PR #622, opened 2021-09-22
Allow FeatureInfo on Search-added WMTS and WMS

b4l:


src/elements/ngm-left-side-bar.js
```diff
@@ -402,7 +402,8 @@ class LeftSideBar extends LitElementI18n {
       layer: layername,
       visible: true,
       displayed: true,
-      transparency: DEFAULT_LAYER_TRANSPARENCY
+      transparency: DEFAULT_LAYER_TRANSPARENCY,
```
gberaudo, line 405: Looks good for WMTS. Could it also be done for WMS?

b4l: Yes, it should work as is. I can not find where it gets stuck.

b4l: @gberaudo it was actually a precision issue of identify in the case of point and line features. it should be fixed with https://github.com/swissgeol/ngm/pull/622/commits/2470ea0af157cc5a29e680ad5f0b85689fcc88b1

gberaudo (approved):

PR #625, opened 2021-09-24
Set maximumLevel for WMTS layers from swisstopo

fredj:


gberaudo:
@fredj, it does not seem to work.
For geocover, I have errors at zoom level 19 in the console.
But the https://map.geo.admin.ch/configs/en/layersConfig.json shows there should be much more levelz available.
Puzzled...

gberaudo (approved):

PR #626, opened 2021-09-27
Identify all layers

b4l:


src/query/QueryManager.js
```diff
@@ -29,18 +29,17 @@ export default class QueryManager {
 
   async querySwisstopo(pickedPosition, layers) {
     const lang = i18next.language;
-    const identifyData = await this.swisstopoIndentify.identify(pickedPosition, layers, lang);
-    if (identifyData) {
-      const {layerBodId, featureId} = identifyData;
-      let popupContent = await this.swisstopoIndentify.getPopupForFeature(layerBodId, featureId, lang);
+    const identifyResult = await this.swisstopoIndentify.identify(pickedPosition, layers, lang);
+    if (identifyResult) {
+      let popupContent = await this.swisstopoIndentify.getPopupForFeature(identifyResult.layerBodId, identifyResult.featureId, lang);
```
gberaudo, line 34: Why change this?

src/query/QueryManager.js
```diff
@@ -76,10 +75,10 @@ export default class QueryManager {
 
     // we only search the remote Swisstopo service when there was no result for the local search.
     if (attributesEmpty && pickedPosition) {
-      // find the first queryable swisstopo layer
-      const config = this.searchableLayers.find(config => config.queryType === 'geoadmin');
-      if (config) {
-        const result = await this.querySwisstopo(pickedPosition, config.layer);
+      // find all queryable swisstopo layers
+      const layers = this.searchableLayers.filter(config => config.queryType === 'geoadmin').map(config => config.layer);
+      if (layers && layers.length > 0) {
```
gberaudo, line 80: I think `layers` is always defined:
```suggestion
      if (layers.length > 0) {
```

src/query/SwisstopoIdentify.ts
```diff
@@ -1,21 +1,27 @@
...
+  featureId: string;
+}
+
 export default class SwisstopoIdentify {
 
   /**
-   * @param {import ('cesium/Source/Core/Cartesian3.js').default} position
-   * @param {string} layers
+   * @param {Cartesian3} position
+   * @param {Array<string>} layers
```
gberaudo, line 20: We usually write `string[]` but it is also fine like this.

src/query/QueryManager.js
b4l: To align with the interface. I can rename the interface or revert the naming here. Just thought it is more descriptive.

gberaudo: I meant for `const {layerBodId, featureId} = identifyData;`. You did not like ES6 destructuring syntax? ;)

src/query/QueryManager.js
b4l: True, according to the MDN dod!

src/query/SwisstopoIdentify.ts
b4l: Found this way in other files of the project, just copied it. Let's harmonize this another time.

src/query/QueryManager.js
b4l: Oh, I think it is way more expressive without sugar.

gberaudo (approved):

PR #629, opened 2021-10-06
Navigation updates (GSNGM-601, GSNGM-618)

vladyslav-tk:


gberaudo:
@vladyslav-tk, when I drag the red V camera, I sometime see the upload KML UI. Same when using the nav buttons or other widgets. Do you think you can fix it in this PR? Otherwise let's create an issue for next sprint.

PR #652, opened 2021-10-28
GSNGM-621: Camera target point

vladyslav-tk:


eleu:
cool! for the case when the user has drag and dropped the point elsewhere: can we move the camera quickly but smoothly (instead of just jumping) towards the new target point?

vladyslav-tk:
> cool! for the case when the user has drag and dropped the point elsewhere: can we move the camera quickly but smoothly (instead of just jumping) towards the new target point?

there is no direct way to do it. I tried to find some hack for this but didn't find anything fully working yet. Should I continue to investigate or we will do it in the next sprint?

eleu:
> there is no direct way to do it. I tried to find some hack for this but didn't find anything fully working yet. Should I continue to investigate or we will do it in the next sprint?

OK no problem, in that case let's keep it like that!

src/cesiumutils.js
```diff
@@ -369,3 +382,23 @@ export function getOrthogonalViewPoints(viewer) {
...
+  const rightCartographic = Cartographic.fromCartesian(right);
+  const leftUp = Cartesian3.fromRadians(rightCartographic.longitude, leftCartographic.latitude);
+  const rightDown = Cartesian3.fromRadians(rightCartographic.longitude, rightCartographic.latitude);
+  const isEast = rightCartographic.longitude > leftCartographic.longitude;
+  const isNorth = rightCartographic.latitude > leftCartographic.latitude;
+  return new Cartesian3(
+    Cartesian3.distance(left, leftUp) * (isEast ? 1 : -1),
+    Cartesian3.distance(leftUp, rightDown) * (isNorth ? 1 : -1),
+    rightCartographic.height - leftCartographic.height
+  );
```
gberaudo, line 403: @vladyslav-tk , can you detail what this function does?

src/elements/ngm-nav-tools.ts
```diff
@@ -67,12 +94,95 @@ export class NgmNavTools extends LitElementI18n {
...
+      this.removeReference();
+    } else {
+      this.eventHandler.setInputAction(debounce(event => this.onMoveRef(event), 250), ScreenSpaceEventType.MOUSE_MOVE);
+      this.eventHandler.setInputAction(event => this.onLeftDown(event), ScreenSpaceEventType.LEFT_DOWN);
+      this.eventHandler.setInputAction(() => this.onLeftUp(), ScreenSpaceEventType.LEFT_UP);
+      this.setReference();
+    }
+  }
+
+  setReference(position?: Cartesian3) {
```
gberaudo, line 116: Always passing the position parameter would make the function clearer.

src/elements/ngm-nav-tools.ts
```diff
@@ -67,12 +94,95 @@ export class NgmNavTools extends LitElementI18n {
...
+    this.refIcon.viewFrom = <any>eastNorthUp(center, cam.position);
+    if (!position) {
+      const transform = Transforms.eastNorthUpToFixedFrame(center);
+      cam.lookAtTransform(transform);
+    }
+    document.addEventListener('keydown', this.ctrlListener);
+
+  }
+
+  removeReference() {
```
gberaudo, line 135: What about using the same wording as the user interface? Here and in the other places.
```suggestion
  removeTargetPoint() {
```

src/utils.ts
```diff
@@ -168,3 +168,14 @@ export async function zoomTo(viewer: Viewer, config): Promise<void> {
...
   }
 }
+
+export function debounce(f, ms) {
+  let isCooldown = false;
+  return (...args) => {
+    if (isCooldown) return;
+    f(...args);
+    isCooldown = true;
+    setTimeout(() => isCooldown = false, ms);
```
gberaudo, line 178: Nice to have: ideally the function would also be called at the end of the timeout because currently, if a call is triggered 250ms before the mouse hovers the button the cursor will not change styling.

src/elements/ngm-nav-tools.ts
```diff
@@ -67,12 +94,95 @@ export class NgmNavTools extends LitElementI18n {
...
+    this.moveRef = false;
+    this.viewer!.trackedEntity = this.refIcon;
+    this.viewer!.scene.screenSpaceCameraController.enableInputs = true;
+    // for better performance
+    this.eventHandler!.setInputAction(debounce(event => this.onMoveRef(event), 250), ScreenSpaceEventType.MOUSE_MOVE);
+  }
+
+  onMoveRef(event) {
+    if (this.moveRef) {
+      const position = Cartesian3.clone(this.viewer!.scene.pickPosition(event.endPosition));
```
gberaudo, line 171: Is cloning necessary? For performance you can pass a scratch cartesian to `pickPosition`.

src/elements/ngm-nav-tools.ts
```diff
@@ -67,12 +94,95 @@ export class NgmNavTools extends LitElementI18n {
...
+  onLeftUp() {
+    if (!this.moveRef) return;
+    this.moveRef = false;
+    this.viewer!.trackedEntity = this.refIcon;
+    this.viewer!.scene.screenSpaceCameraController.enableInputs = true;
+    // for better performance
+    this.eventHandler!.setInputAction(debounce(event => this.onMoveRef(event), 250), ScreenSpaceEventType.MOUSE_MOVE);
+  }
+
+  onMoveRef(event) {
```
gberaudo, line 169: This should be called 
```suggestion
  onMouseMove(event) {
```

src/viewer.ts
```diff
@@ -260,6 +259,9 @@ function enableCenterOfRotate(viewer: Viewer) {
   eventHandler.setInputAction(() => {
     scene.camera.lookAtTransform(Matrix4.IDENTITY);
   }, ScreenSpaceEventType.LEFT_UP, KeyboardEventModifier.CTRL);
+  document.addEventListener('keyup', (evt) => {
+    if (evt.key === 'Control') scene.camera.lookAtTransform(Matrix4.IDENTITY);
```
gberaudo, line 263: Could you document why we do this?

src/style/ngm-object-information.css
```diff
@@ -93,3 +93,12 @@ ngm-object-information .content-container {
   overflow-x: hidden;
   max-height: 505px;
 }
+
+ngm-object-information div.content-container td,
+ngm-object-information div.content-container span {
+  -webkit-user-select: text;
+  -khtml-user-select: text;
+  -moz-user-select: text;
+  -o-user-select: text;
```
gberaudo, line 102: Do we need all those legacy prefixes?

gberaudo (approved):
I am very pleased by the results: it works very well and really gives confidence in the navigation experience.

vladyslav-tk:
@gberaudo updates according to comments are done

PR #658, opened 2021-11-05
GSNGM-624: Height slider

b4l:
It is somewhat working on Firefox, it seems that chromium does not support vertical input range though.

There is also some weird behavior that the slider thumb is not updated anymore from navigation after the slider was used to adjust the camera height.

Some stuff left to do:
- [x] Snap to terrain
- [x] Take altitude into account on slider input `valueToHeight()`
- [x] Fix bug


vladyslav-tk:
@b4l I fixed issues

PR #2918, opened 2021-03-17
docs(release): Update version dropdown for docs site

SanyaKochhar:

**Description**:

**Affected area**:

- New Functionality      [ ]
- Documentation          [ ]
- Install                [ ]
- Control Plane          [ ]
- CLI Tool               [ ]
- Certificate Management [ ]
- Networking             [ ]
- Metrics                [ ]
- SMI Policy             [ ]
- Security               [ ]
- Tests                  [ ]
- CI System              [ ]
- Demo                   [ ]
- Performance            [ ]
- Other                  [ ]

### DIFF
--- a/docs/config.toml
+++ b/docs/config.toml
@@ -74,8 +74,12 @@ latexDashes = true
 
 # Add your release versions here
 [[params.versions]]
-  version = "v0.7.0"
+  version = "v0.8.0"
   url = "https://docs.openservicemesh.io"
+
+[[params.versions]]
+  version = "v0.7.0"
+  url = "https://release-v0.7--osm-docs.netlify.app"
 
 
 # Theme Additional params


docs/config.toml
```diff
@@ -74,9 +74,13 @@ latexDashes = true
 
 # Add your release versions here
 [[params.versions]]
-  version = "v0.7.0"
+  version = "v0.8.0"
   url = "https://docs.openservicemesh.io"
```
nojnhuh, line 78: Should this point to the release-v0.8 branch? For docs tracking `main` it seems like those should be versioned separately as either v0.9 or `dev` since they may include docs for features that will never be in v0.8.

SanyaKochhar: Hm that makes sense. I made this change based on number 3 here https://github.com/openservicemesh/osm/tree/main/docs#release-and-versioning-process . @bridgetkromhout wdyt?

michelleN (approved):

docs/config.toml
bridgetkromhout: Well, if something gets updated and affects all extant branches, will it be backported to all? That's the problem with versioning docs.

nojnhuh: I think it would be reasonable to support a version of the docs as long as its corresponding release of OSM is supported. That would mean removing the v0.7 docs from the site now that v0.8.0 is published and future fixes to docs will only be made on the `main` and `release-v0.8` branches.

I'm not married to that exact policy, but having the docs support roughly match the code support makes sense to me.

nojnhuh (approved):

PR #2937, opened 2021-03-19
pkg/ticker: reintroduce ticker concept

eduser25:
New package contains a ticker implementation that is fully
interacted through pubsub (this will allow us to decouple
from whichever way we want to configure it with, configmap,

______________________________

**Task to complete**
Show each line of the material where the word "debounce" occurs.

**Solved exercise**
+      this.eventHandler.setInputAction(debounce(event => this.onMoveRef(event), 250), ScreenSpaceEventType.MOUSE_MOVE);
+export function debounce(f, ms) {
+    this.eventHandler!.setInputAction(debounce(event => this.onMoveRef(event), 250), ScreenSpaceEventType.MOUSE_MOVE);
+    this.eventHandler!.setInputAction(debounce(event => this.onMoveRef(event), 250), ScreenSpaceEventType.MOUSE_MOVE);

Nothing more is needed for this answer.